Initial trauma imaging workup included a chest x-ray (Fig. 1A) which demonstrated patchy and nodule opacities at the right lung base. Additional CT brain and face was normal except for overlying soft tissue hematomas of the scalp and cheeks. The patient was noted to have frank blood in urine. Due to trauma, overlying abdominal and flank ecchymoses, and blood in urine, the patient received a CT Abdomen and Pelvis to rule out structural kidney injury in addition to suspected rhabdomyolysis. No acute renal pathology was noted, however, there were scattered centrilobular and tree-in-bud ground-glass nodules in the right greater than left lung bases considered to be likely of infectious or inflammatory origin (Fig. 1B). A dedicated follow-up CT chest was recommended in 3 months.

Fig. 1

Chest x-ray (A) and lung bases on CT Abdomen and/or Pelvis (B) during emergency department evaluation for trauma and suspected drug use. The chest x-ray revels patchy and nodular opacities at the right lung base. CT demonstrates scattered centrilobular and tree-in-bud ground glass nodules most pronounced in the right lung base. These findings were considered to be related to aspiration in the setting of trauma or pneumonia. A 3 month follow-up CT was recommended.

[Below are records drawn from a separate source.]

Issue #4454, opened 2025-09-05
Allow an admin to set a user password


maelp:
### Is this suited for github?

- [x] Yes, this is suited for github

### Is your feature request related to a problem? Please describe.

A follow-up non-contrast CT Chest was completed nearly 5 months later with no interval trauma or other pulmonary symptoms. This study revealed increased right greater than left gravity dependent ground-glass opacities in a primarily centrilobular distribution (Fig. 2A-D). The central airways were clear.

Fig. 2

Axial (A and B), coronal (C), and sagittal (D) CT chest reconstruction demonstrating extensive gravity dependent ground glass opacities in a primarily centrilobular distribution. Given this appearance, particularly the striking gravity dependence, excipient lung disease was suggested.

Discussion

Excipient lung disease is infrequently considered in the clinical setting of substance use disorder due to non-specific clinical symptomology and relatively non-specific findings on imaging. In this young patient presenting with trauma and elevated white blood cell count, the initial incidental note of ground glass opacities in the lower lungs were non-specific findings with a differential which primarily included infection or aspiration. Given the persistence and imaging appearance of these findings on the dedicated follow-up CT chest 5 months later, ELD was strongly suggested in this patient with a known history of benzodiazepine use disorder and recurrent positive UDS for benzodiazepines [11], [12], [13], [14]. One additional consideration in this patient is the route of ingestion. The patient had a significant medical history of IV drug-use, however there was no documented injection sites or endorsement of IV use of the benzodiazepine during the current presentation by the ordering physician. Reports of similar findings on CT have been demonstrated in other routes of street drug abuse, including snorting, [18], [19], [20] and inhalation [21] although not specifically in benzodiazepine use. Of additional interest in this patient, etizolam was acquired over the internet, which is becoming more commonplace and offers the additional risk of unknown formulations. One could extrapolate that as access to these medications continues to expand, this diagnosis may become more prevalent in the coming years [8, 9, 22, 23]. Because of this, it remains important for the consulted radiologist to remain vigilant to the imaging findings of ELD, especially given the non-specific clinical symptomology and stigma behind drug-use that limits acknowledgement of use by the patient to the clinician.

Patient Consent statement

The patient signed a universal consent form allowing for inclusion in research activities. Care was given to minimize personal health information within this case report.